O Tribunal de Contas de Mato Grosso (TCE-MT) realiza, a partir das 8h30 desta sexta-feira (28), o 16º módulo do MBA em Gestão de Cidades, com o tema “Controle Externo, Governança e Accountability”. A aula será ministrada pela auditora pública Simony Jin, no auditório da Escola Superior de Contas, com transmissão ao vivo pela TV Contas (canal 30.2) e pelo canal do TCE-MT no YouTube.

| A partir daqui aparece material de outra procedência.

PR #389, opened 2022-05-17
Changed layout "Climate Documents" card

lucascumsille:
I moved the search bar to the top and replaced the label with a placeholder instead. I think the council page is quite busy at the moment, there are a lot of elements that draw attention, such as links and elements with colours, so I thought about economising and getting rid of the label.

I put the google form message at the bottom of the "Climate documents". Same reason as before, I wouldn't use h2 or make the message pop up that much. Give it enough visibility, so users know it is there without making it look like the most important part.

Screenshot 2022-05-17 at 08 30 36

### DIFF
--- a/caps/static/caps/scss/backgrounds.scss
+++ b/caps/static/caps/scss/backgrounds.scss
@@ -5,3 +5,9 @@
 .bg-orange-gradient {
     background-image: linear-gradient(45deg, $color-ceuk-red, $color-ceuk-orange) !important;
 }
+
+@each $name, $color in $theme-colors {
+    .bg-#{$name}-light {
+        background-color: rgba($color, 0.05) !important;
+    }
+}
--- a/caps/static/caps/scss/ceuk-card.scss
+++ b/caps/static/caps/scss/ceuk-card.scss
@@ -97,5 +97,15 @@ $ceuk-card-colors: (
         .card-footer {
             background-color: rgba($color, 0.05);
         }
+
+        .card-body.is-emphasised-section {
+            background-color: rgba($color, 0.05);
+        }
+    }
+}
+
+@each $name, $color in $ceuk-card-colors {
+    .card--#{$name} {
+        background-color: rgba($color, 0.05) !important;
     }
 }
--- a/caps/static/caps/scss/ceuk-card.scss
+++ b/caps/static/caps/scss/ceuk-card.scss
@@ -97,15 +97,5 @@ $ceuk-card-colors: (
         .card-footer {
             background-color: rgba($color, 0.05);
         }
-
-        .card-body.is-emphasised-section {
-            background-color: rgba($color, 0.05);
-        }
-    }
-}
-
-@each $name, $color in $ceuk-card-colors {
-    .card--#{$name} {
-        background-color: rgba($color, 0.05) !important;
     }
 }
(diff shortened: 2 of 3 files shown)


zarino:
@MyfanwyNixon Do you have any thoughts on the wording in the yellow panel (see screenshot above)? It’s only placeholder text right now, and feels a bit wordy to me. What do you think would be the most concise, persuasive wording? Want to make sure a council officer visiting their council’s page would immediately know how to provide an updated document … but ideally it should also be clear to the general public too, in case they’ve come across a newer document and fancy being a good samaritan.

MyfanwyNixon:
@zarino I don't have a massive problem with this text - seems pretty clear to me, but if you wanted to cut it down you could try something like:

**Are these plans out of date?**
[Fill in this form] to let us know where to find the latest plans from this council.

caps/templates/council_detail.html
```diff
@@ -77,6 +77,24 @@ <h2 class="mr-auto pr-3 mb-1 mb-sm-0">Climate documents</h2>
                 <small class="text-muted line-height-1">Last update: {{ last_updated.last_update }}</small>
               {% endif %}
             </div>
+
+            {% if council.plandocument_set.all %}
+            <div class="card-body is-emphasised-section">
+                <form action="{% url 'search_results' %}" data-show-interstitial class="form-row flex-wrap align-items-center">
+                    <div class="col-auto flex-shrink-1 flex-grow-1" style="max-width: 450px">
+                        <input type="text" class="form-control form-control-sm" name="q" id="search-this-councils-documents" value="{{ q|default_if_none:'' }}" placeholder="Search inside these documents">
```
zarino, line 85: This input needs a `<label>`, rather than hiding label text in a `placeholder` attribute. We could make the `label` screenreader-only, though, if you like, to keep the UI minimal.

Wonder whether we should give it `type="search"` too, while we’re at it…

caps/static/caps/scss/ceuk-card.scss
```diff
@@ -97,5 +97,15 @@ $ceuk-card-colors: (
         .card-footer {
             background-color: rgba($color, 0.05);
         }
+
+        .card-body.is-emphasised-section {
```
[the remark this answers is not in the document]
lucascumsille: Sorry that was force of habit. I'll stick to BEM

lucascumsille:
Thanks for the feedback @zarino I have:

-  Changed the copy for the google form message.
- Standardise  how to give a light background-colour to an element
- Added a label visible only for screen readers and the input type to "search"

caps/static/caps/scss/backgrounds.scss
```diff
@@ -5,3 +5,21 @@
 .bg-orange-gradient {
     background-image: linear-gradient(45deg, $color-ceuk-red, $color-ceuk-orange) !important;
 }
+
+$theme-colours: (
```
zarino, line 9: Why define our own `$theme-colours` in this file, when there’s already a similarly named and almost identical `$theme-colors` in `caps/variables.scss`?

I’d just drop this `$theme-colours` declaration, and change the `@each` to loop over `$theme-colors` instead.

zarino (commented):
Looks good. Not sure we need the `$theme-colours` variable though?

caps/static/caps/scss/backgrounds.scss
lucascumsille: Good one, I just added a fixup that fixes the issue.

zarino (approved):
👍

O conteúdo propõe uma abordagem contemporânea sobre o papel dos tribunais de contas e as diferentes formas de fiscalização, com discussões sobre auditorias, inspeções, monitoramentos e consultas. A proposta é ampliar a compreensão sobre como o controle público pode acompanhar as transformações na administração pública e contribuir para uma gestão mais eficiente e responsiva.

Entre os temas abordados estão governança pública, accountability, transparência, controle social, Termo de Ajustamento de Gestão (TAG), dados abertos e participação cidadã. A aula também tratará da aplicação de inteligência artificial, análise de dados e automação nas atividades de fiscalização.

A programação inclui ainda uma reflexão sobre os novos desafios do controle externo diante do avanço das cidades inteligentes, destacando a integração entre Direito, tecnologia e gestão pública na construção de mecanismos de controle mais modernos e efetivos.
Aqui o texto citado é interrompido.